[Collected data entries]
PR #926, opened 2025-07-15
Fix edge functions bundle path and add additionalInject option support

psyrenpark:
## Summary
This PR includes two main improvements to the OpenNext edge functions handling:

1. **Fix edge functions bundle path**: Corrects the bundle path from `.open-next/functions` to `.open-next/server-functions` to match the actual build output location.

2. **Add additionalInject option support**: Introduces a new `additionalInject` option for injecting custom code directly into the esbuild banner section.

## Changes
- **Fix**: Updated edge functions bundle path in `generateOutput.ts` to use the correct server-functions directory
- **Feature**: Added `additionalInject` option support in `createEdgeBundle.ts` 
- **Documentation**: Added comprehensive JSDoc documentation for the new `additionalInject` option with usage guidelines and caution notes

## Breaking Changes
None. These changes are backward compatible.

## Notes
- The `additionalInject` option should be used with caution as it directly injects code into the esbuild banner section
- The bundle path fix ensures edge functions are correctly located during deployment

## Testing
- [ ] Verified edge functions bundle path matches build output
- [ ] Tested additionalInject option functionality
- [ ] Confirmed backward compatibility

### DIFF
--- a/packages/open-next/src/types/open-next.ts
+++ b/packages/open-next/src/types/open-next.ts
@@ -361,6 +361,15 @@ export interface SplittedFunctionOptions extends FunctionOptions {
    * @default []
    */
   patterns: string[];
+
+
+  /**
+   * Additional inject code for the function.
+   * This is used to inject code into the function.
+   * Used when code needs to be directly injected into the banner section during esbuild. Should be used with caution.
+   * @default undefined
+   */
+  additionalInject?: string;
 }
 
 /**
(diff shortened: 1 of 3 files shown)


packages/open-next/src/types/open-next.ts
```diff
@@ -361,6 +361,15 @@ export interface SplittedFunctionOptions extends FunctionOptions {
...
   patterns: string[];
+
+
+  /**
+   * Additional inject code for the function.
+   * This is used to inject code into the function.
+   * Used when code needs to be directly injected into the banner section during esbuild. Should be used with caution.
+   * @default undefined
+   */
+  additionalInject?: string;
```
conico974: I don't think the `additionalInject` option here make that much sense. it would only work for edge bundle.
An option here should work everywhere, not just in edge runtime

conico974 (approved):
I took the liberty to update the PR.
Regarding the `additionalInject` that I removed, if you still need this i'd rather have another PR. And i don't think it should be done this way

EXERCISE GOAL:
What is the number of lines in the entries above that include the word "here"? Answer with that number alone.

TASK SOLUTION:
2